■ Record excerpts

PR #340, opened 2018-03-14
Support for text/html content type xibosignage/xibo#1452

PeterMis:


lib/Widget/Ticker.php
```diff
@@ -821,7 +821,7 @@ private function getRssItems($isPreview, $text)
                 $client = new Client();
                 $response = $client->get($feedUrl, $this->getConfig()->getGuzzleProxy([
                     'headers' => [
-                        'Accept' => 'application/rss+xml, application/rdf+xml;q=0.8, application/atom+xml;q=0.6, application/xml;q=0.4, text/xml;q=0.4'
+                        'Accept' => 'application/rss+xml, application/rdf+xml;q=0.8, application/atom+xml;q=0.6, application/xml;q=0.4, text/xml;q=0.4, text/html'
                     ],
```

■ Problem requirements
Counting every line that holds the string "client", give the total for the data above and nothing else.

■ The completed task
2